Your response should be the complete set of records, reproduced exactly.

▸ Provided information
■ ■ ■ ■ ■

PR #749, opened 2019-03-12
chore: update cluster-autoscaler versions

jackfrancis:
**Reason for Change**:

Consume new versions of cluster-autoscaler

**Issue Fixed**:

Fixes #741 

**Requirements**:

- [ ] uses [conventional commit messages](https://www.conventionalcommits.org/)
  
- [ ] includes documentation
- [ ] adds unit tests
- [ ] tested upgrade from previous version

**Notes**:

PR #756, opened 2019-03-13
chore: enable Kubernetes v1.14.0-beta.2

mboersma:
**Reason for Change**:

See https://github.com/kubernetes/kubernetes/blob/master/CHANGELOG-1.14.md#changelog-since-v1140-beta1

**Issue Fixed**:

**Requirements**:

- [ ] includes documentation
- [ ] adds unit tests

**Notes**:

### DIFF
--- a/pkg/api/common/versions.go
+++ b/pkg/api/common/versions.go
@@ -107,7 +107,7 @@ var AllKubernetesSupportedVersions = map[string]bool{
 	"1.13.3":         true,
 	"1.13.4":         true,
 	"1.14.0-alpha.1": false,
-	"1.14.0-alpha.2": true,
+	"1.14.0-alpha.2": false,
 	"1.14.0-beta.1":  true,
 	"1.14.0-beta.2":  true,
 }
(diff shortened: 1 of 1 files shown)


pkg/api/common/versions.go
```diff
@@ -109,6 +109,7 @@ var AllKubernetesSupportedVersions = map[string]bool{
 	"1.14.0-alpha.1": false,
 	"1.14.0-alpha.2": true,
```
CecileRobertMichon: remove alpha.2?

mboersma: I thought in the past we left all alpha + beta versions enabled, then set them all to `false` when there was an official release to replace them. But I see we disabled alpha.1 so I assume we're applying our support policy to prereleases as well? Works for me.

CecileRobertMichon: yeah I'm not sure, I saw that alpha.1 was deprecated which is why I asked. I don't think we're used to having more than 1 pre-release. Either way is fine I think, it doesn't matter much.

CecileRobertMichon:
I reverted #749 to fix unit tests

CecileRobertMichon:
VHD pipeline fix is in #763

CecileRobertMichon:
both 1.14 tests passed in a previous test https://dev.azure.com/aks-engine/AKS-Engine/_build/results?buildId=156 so this can probably merge without waiting for E2E.

PR #769, opened 2019-03-14
fix: add changes to allow for scaling of VMSS nodes in no_template refactor

tariq1890:


cmd/scale.go
```diff
@@ -369,12 +376,7 @@ func (sc *scaleCmd) run(cmd *cobra.Command, args []string) error {
...
 
 	transformer := transform.Transformer{Translator: translator.Translator}
-	// Our templates generate a range of nodes based on a count and offset, it is possible for there to be holes in the template
-	// So we need to set the count in the template to get enough nodes for the range, if there are holes that number will be larger than the desired count
-	countForTemplate := sc.newDesiredAgentCount
-	if highestUsedIndex != 0 {
-		countForTemplate += highestUsedIndex + 1 - currentNodeCount
-	}
+
 	addValue(parametersJSON, sc.agentPool.Name+"Count", countForTemplate)
```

■ ■ ■ ■ ■

▸ Your solution
PR #749, opened 2019-03-12
chore: update cluster-autoscaler versions

jackfrancis:
**Reason for Change**:

Consume new versions of cluster-autoscaler

**Issue Fixed**:

Fixes #741 

**Requirements**:

- [ ] uses [conventional commit messages](https://www.conventionalcommits.org/)
  
- [ ] includes documentation
- [ ] adds unit tests
- [ ] tested upgrade from previous version

**Notes**:

PR #756, opened 2019-03-13
chore: enable Kubernetes v1.14.0-beta.2

mboersma:
**Reason for Change**:

See https://github.com/kubernetes/kubernetes/blob/master/CHANGELOG-1.14.md#changelog-since-v1140-beta1

**Issue Fixed**:

**Requirements**:

- [ ] includes documentation
- [ ] adds unit tests

**Notes**:

### DIFF
--- a/pkg/api/common/versions.go
+++ b/pkg/api/common/versions.go
@@ -107,7 +107,7 @@ var AllKubernetesSupportedVersions = map[string]bool{
 	"1.13.3":         true,
 	"1.13.4":         true,
 	"1.14.0-alpha.1": false,
-	"1.14.0-alpha.2": true,
+	"1.14.0-alpha.2": false,
 	"1.14.0-beta.1":  true,
 	"1.14.0-beta.2":  true,
 }
(diff shortened: 1 of 1 files shown)


pkg/api/common/versions.go
```diff
@@ -109,6 +109,7 @@ var AllKubernetesSupportedVersions = map[string]bool{
 	"1.14.0-alpha.1": false,
 	"1.14.0-alpha.2": true,
```
CecileRobertMichon: remove alpha.2?

mboersma: I thought in the past we left all alpha + beta versions enabled, then set them all to `false` when there was an official release to replace them. But I see we disabled alpha.1 so I assume we're applying our support policy to prereleases as well? Works for me.

CecileRobertMichon: yeah I'm not sure, I saw that alpha.1 was deprecated which is why I asked. I don't think we're used to having more than 1 pre-release. Either way is fine I think, it doesn't matter much.

CecileRobertMichon:
I reverted #749 to fix unit tests

CecileRobertMichon:
VHD pipeline fix is in #763

CecileRobertMichon:
both 1.14 tests passed in a previous test https://dev.azure.com/aks-engine/AKS-Engine/_build/results?buildId=156 so this can probably merge without waiting for E2E.

PR #769, opened 2019-03-14
fix: add changes to allow for scaling of VMSS nodes in no_template refactor

tariq1890:


cmd/scale.go
```diff
@@ -369,12 +376,7 @@ func (sc *scaleCmd) run(cmd *cobra.Command, args []string) error {
...
 
 	transformer := transform.Transformer{Translator: translator.Translator}
-	// Our templates generate a range of nodes based on a count and offset, it is possible for there to be holes in the template
-	// So we need to set the count in the template to get enough nodes for the range, if there are holes that number will be larger than the desired count
-	countForTemplate := sc.newDesiredAgentCount
-	if highestUsedIndex != 0 {
-		countForTemplate += highestUsedIndex + 1 - currentNodeCount
-	}
+
 	addValue(parametersJSON, sc.agentPool.Name+"Count", countForTemplate)
```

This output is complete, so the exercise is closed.